Elevated pricing in the run-up to Mother’s Day

Freshly-harvested Jumilea roses.

Figures published by the Dutch Association of Wholesalers in Floricultural Products (VGB) and market analyst Floridata reveal that Mother’s Day celebrated in the UK and in several European countries, has fuelled a 10 per cent increase in Dutch flower and plant exports.

Dutch flower and plant exports reached the €684mn mark in April 2024, a month that included two additional trading days compared to the year before.

Dutch floral wholesalers look back with satisfaction at the export demand of flowers and plants in the run-up to Mother’s Day. Echoing this fact, Matthijs Mesken, the managing director of VGB, says, “Last year, exports declined over seven consecutive months, so this boost is something traders genuinely can use.”

The VGB is the trade body that represents almost 80 per cent of the total annual turnover in this industry.

Mesken notes that the rose is the most popular flower for Mother’s Day, a holiday celebrated in many countries throughout the world in honour of mums. Some countries celebrate on the same day every year, but in other parts of the world, the date changes annually. However, many countries follow the USA and give mothers gifts on the second Sunday of May.

This year, Mothering Sunday in the UK fell on 10 March, Mother’s Day in Spain, Portugal, Romania, and Hungary was on 5 May, and in Germany, Belgium, Italy, the USA and the Netherlands, it was on 12 May.  France, Poland and Sweden will honour their mums on 26 May.

In the UK,  Mothering Sunday was early and marked by a good uptick in business, seen in particular in the flower mass market segment.

With new Brexit border checks, Dutch exporters had anticipated a boom in houseplant exports to the UK. However, things turned out not as expected. There was no panic buying and plant hoarding, even if the UK Animal and Plant Health Agency, as of 30 April, has begun to physically inspect consignments of plants and five cut flower varieties (including orchids, Chrysanthemums (Dendranthema), carnations (Dianthus), Gypsophila, and goldenrods (Solidago) coming from mainland Europe (the EU). For this aim, new UK border control points (BCPs) have been set up.

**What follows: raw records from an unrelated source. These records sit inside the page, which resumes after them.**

PR #985, opened 2020-12-16
Add historical block numbers to versions and use in settler for historical debt

justinjmoses:


jacko125 (approved):
approved

publish/src/commands/settle.js
```diff
@@ -104,20 +104,29 @@ const settle = async ({
...
-		);
+	const versions = getVersions({ byContract: true });
+
+	const getContract = ({ label, source = label, blockNumber }) => {
+		let { address } = getTarget({ contract: label });
+
+		if (blockNumber) {
+			// look for the right contract based off the block
+			for (const entry of versions[source]) {
+				// assumes sorted by block number ascending
```
ajsantander, line 115: nit: Why make the assumption? Should be easy to also keep a minBlock variable around and only change the address of entry.block < minBlock

ajsantander, line 115: nit: Why make this assumption? If getVersions ever changes and there is not test for this, this will fail silently.

E.g. In the loop, record a distance to the required block, and pick the entry with the minimum (signed) distance.

publish/src/commands/settle.js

Much is at stake. Mesken explains, “The UK is an important trading partner for the Netherlands. When it comes to flowers and plants, it is the Netherlands’ second export market, with Dutch exports to the UK worth nearly €1bn per year and an 18 per cent market share in total Dutch export value. Much to our relief we see that the British authorities so far have opted for random checks to avoid delays at the border. VGB will continue to follow the developments in the UK attentively.”

At the time of publication, news broke that Brexit border IT outages severely delayed the import of perishables, including cut flowers. Over the weekend of  11 and 12 May, lorries carrying perishables were held up for at least 20 hours at the UK’s busiest border post in Dover, impacting the shelf life of goods.

Even in the French market, not all that glitters is gold. Mesken elaborates, “All eyes are on the French market, which has seen a strong decline over the past few years. We hope that Mother’s Day will translate into a boost in flower and plant sales. We think that sluggish French demand is caused by an increase of direct trade flows between Africa, South America and France. Al o, more Spanish and Italian-grown plants are entering the French market, while it is also known that French have a strong preference for locally grown products.”

Another concern is the availability of flowers from Kenya and Ethiopia, where inclement weather decreases supply. As a result, prices for flowers grown in these two countries are well above average.